Using Config Connector for referencing existing cloud resources

[eyalzek]

Describe the feature or resource

Basically, I would like to create a resource that only fetches a reference to an existing resource (in terraform terms this would be a data source as opposed to resource), e.g:

---
apiVersion: sql.cnrm.cloud.google.com/v1beta1
kind: SQLInstance
metadata:
  annotations:
    cnrm.cloud.google.com/project-id: ${GCP_PROJECT}
  name: mysql-instance

and this will look for an existing resource (as it does now), but instead of creating it if it doesn't exist or updating it's spec, just keep a reference of it's status and possibly spec.

Importance

This feature would be a nice-to-have. One of the benefits of using config connector, is that in certain cases you get access to attributes of a the cloud resource you created and this saves you the trouble of "hardcoding" those values. An example would be creating a SQLInstance and using composable to create an endpoint + svc to point to this instance. However, sometimes we prefer provisioning these resources with other tools (namely terraform) since it fits our use case and workflow much better. We can still create an endpoint and "hardcode" the IP of the instance (again, staying in the sql instance scenario), but it would have nice to get that benefit of referencing a resource without necessarily managing it with config connector. In terms of implementation, I can see this functionality being trigger by an annotation, for example cnrm.cloud.google.com/management-policy: reference/manage or something similar.

[xiaobaitusi]

Hi @eyalzek, we have heard this feature request from other channels as well and have added it into our backlog. We will let you know when we have more information.

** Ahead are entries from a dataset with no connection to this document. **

Issue #1216, opened 2026-01-18
JSON Output: Layer Color Index does not correlate to RGB value


MarcWeberFS:
When converting a DWG into a JSON file, theres an issue with the nested color index. When the index is nested inside of color, the index is 256 and the rgb value is defined as c3000073.

```json
"color": {
        "index": 256,
        "rgb": "c3000073"
 },
```

The expected value for index in the example is 115.

---

*Steps to reproduce:*

1. run ```dwgread.exe -O json 12345-01_A-SC-S01-050-303Rb-1.dwg > output.json```
2. Search for Layer with the name ```"name": "M5_DECKENBEKLEIDUNGEN"```
3. Look at the color object and its nested values.

[12345-01_A-SC-S01-050-303Rb-1.zip](https://github.com/user-attachments/files/24698511/12345-01_A-SC-S01-050-303Rb-1.zip)

PR #1217, opened 2026-01-18
1216 - fix: Layer Color Index now matches the RGB value

MarcWeberFS:
This is the fix for ticket [1216](https://github.com/LibreDWG/libredwg/issues/1216)

Technical Analysis: The RGB value is 0xc3000073.
- High Byte (0xc3): Indicates the color method is ByACI (AutoCAD Color Index).
- Low Byte (0x73): Hex 73 equals Decimal 115. It appears the parser is not extracting the low byte when the 0xc3 flag is present in the nested color object.

### DIFF
--- a/src/out_json.c
+++ b/src/out_json.c
@@ -612,12 +612,35 @@ field_cmc (Bit_Chain *dat, const char *restrict key,
     {
       KEYs (_path_field (key));
       HASH;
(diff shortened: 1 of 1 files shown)


rurban (commented):
Looks good at first sight, but lots of cases to test. Thanks!

PR #1225, opened 2026-03-24
Fix compilation issues on modern systems with GCC

guifavretto:
In systems with modern glibc (like Arch Linux), including system
headers before config.h could lead to _POSIX_C_SOURCE macro
redefinition errors. Added include guards to config.h and a #ifndef
protection for _POSIX_C_SOURCE to prevent this.
Also, fixed a -Werror=discarded-qualifiers warning when casting
the result of strstr to char * in bits.c.

* configure.ac: Add AH_TOP and AH_BOTTOM for CONFIG_H include guards.
  Use AH_VERBATIM to wrap _POSIX_C_SOURCE in #ifndef.
* src/bits.c (bit_is_U_expand, bit_is_M_expand): Add explicit (char *)
  cast to the strstr return value.
* src/config.h.in: Regenerated to reflect the new include guards and
  macro protections.

### DIFF
--- a/configure.ac
+++ b/configure.ac
@@ -50,6 +50,9 @@ m4_ifdef([AM_SILENT_RULES], [AM_SILENT_RULES([yes])])
 
 dnl create a config.h file (Automake will add -DHAVE_CONFIG_H)
 AC_CONFIG_HEADERS([src/config.h])
+AH_TOP([#ifndef CONFIG_H
+#define CONFIG_H 1])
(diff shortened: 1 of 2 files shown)


rurban (changes requested):
Can you please seperate them into 2 commits. configure and bits. 
- configure looks good 
- bits looks good.

Both look trivial, no CLA to the FSF needed, thanks

codefactor seems to be broken, let's ignore it.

Thanks for opening this enhancement issue!

[snuggie12]

I'd also like to add another benefit of this is certain chicken and egg resources can't be created by config connector such as the k8s cluster itself or the network underneath it but several resources have refs to networks so a read-only config connector resource would be great.

[bluemalkin]

This would be hugely handy. Really need something similar to Terraform's data sources. Especially since some name references must be the full ID (rather than the display name).

[sf-vorlov]

Any update on this feature request?

[sanketnadkarni]

probably you can import /export the resources into the KCC by using the binary config-connector, found here

further details on importing / exporting a single resource can be found here

there are options to bulk import / export also.

[snuggie12]

Any updates on this? Does server-side apply or the state into spec annotation solve this at all?

[diviner524]

We've had some previous discussions about this, and it's possible that we'll introduce a read-only mode for Config Connector. In this mode, Config Connector would solely be used to retrieve existing resources without making any updates.

There isn't a set timeline for implementing this feature at the moment.

[snuggie12]

We've had some previous discussions about this, and it's possible that we'll introduce a read-only mode for Config Connector. In this mode, Config Connector would solely be used to retrieve existing resources without making any updates.

There isn't a set timeline for implementing this feature at the moment.

@diviner524 the whole config connector is read-only or a resource is able to be read-only? For example, we have a config connector in one cluster creating a Project but then in another cluster we want the Project to be read-only so it can be used to reference for another type of resource (let's say a SQLInstance). We would want config-connector to not be read-only so it can create the SQLInstance but we do want the Project resource to be read-only. Does this line up with your current thinking?

[diviner524]

I am not actively working on the Config Connector project now, so not sure if this is currently being worked on.

@justinsb and @cheftako should be able to share more thoughts on the design.

[yinzara]

This is definitely something very important for us as well. Without this we can't migrate from custom helm operators that do similar things to this helm operator.